Question: How to extend variable length intervals to the same final length?
1
2.5 years ago by
Ian5.5k
University of Manchester, UK
Ian5.5k wrote:

I have a large set of footprint intervals that range from 11 to 25bp For the purpose of motif discovery I would like to extend all intervals to, for example, 50bp. Intervals should be extended equally from both sides. I would usually use 'bedtools slop' for fixed length intervals, but this would not appear to work with variable length.
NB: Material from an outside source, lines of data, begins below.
PR #7406, opened 2025-02-18
Add version info for R8/D8

kevinjeon-g:
This fixes the version info button in the compiler window for R8/D8. Version info is pulled from the version properties file for latest, and from the filename for named releases.

### DIFF
--- a/lib/compilers/d8.ts
+++ b/lib/compilers/d8.ts
@@ -297,8 +297,8 @@ export class D8Compiler extends BaseCompiler implements SimpleOutputFilenameComp
     override async getVersion() {
         const versionFile = path.join(path.dirname(this.compiler.exe), 'r8-version.properties');
         let versionCode;
-        if (fs.existsSync(versionFile)) {
-            const versionInfo = fs.readFileSync(versionFile, {encoding: 'utf8'});
+        if (await fs.exists(versionFile)) {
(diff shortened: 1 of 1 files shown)


kevinjeon-g:
This relies on https://github.com/compiler-explorer/infra/pull/1531 to be run in order to work properly for latest (thanks for the quick review, Matt!), but should be safe before that; the version will just say 'latest'.

lib/compilers/d8.ts
```diff
@@ -287,4 +293,25 @@ export class D8Compiler extends BaseCompiler implements SimpleOutputFilenameComp
         });
         return this.libPaths;
     }
+
+    override async getVersion() {
+        const versionFile = path.join(path.dirname(this.compiler.exe), 'r8-version.properties');
+        let versionCode;
+        if (fs.existsSync(versionFile)) {
```
mattgodbolt, line 300: might as well `await` here and below instead of blocking to check and read the file. It's already an `async` function after all

kevinjeon-g: That makes sense, thanks! I've updated the fs usages to `await` + their async counterparts

mattgodbolt (approved):
thanks!

mattgodbolt:
This is rolling out now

It would be great if anyone could advise me how to use bedtools, or something else. I have a nagging feeling I am missing something obvious, so apologies in advance!

modified 2.5 years ago by Alex Reynolds28k • written 2.5 years ago by Ian5.5k
2
2.5 years ago by
Alex Reynolds28k
Seattle, WA USA
Alex Reynolds28k wrote:

Here's a way that I think should extend both ends of BED elements to the desired target length:

``````\$ TARGET_LENGTH=50
\$ awk -vF=\${TARGET_LENGTH} 'BEGIN{ OFS="\t"; }{ len=\$3-\$2; diff=F-len; flank=int(diff/2); upflank=downflank=flank; if (diff%2==1) { downflank++; }; print \$1, \$2-upflank, \$3+downflank; }' in.bed | sort-bed - > out.bed
``````

Non-even length elements or a non-even target length will require flank lengths that are unequal. Sounds like this is not a problem.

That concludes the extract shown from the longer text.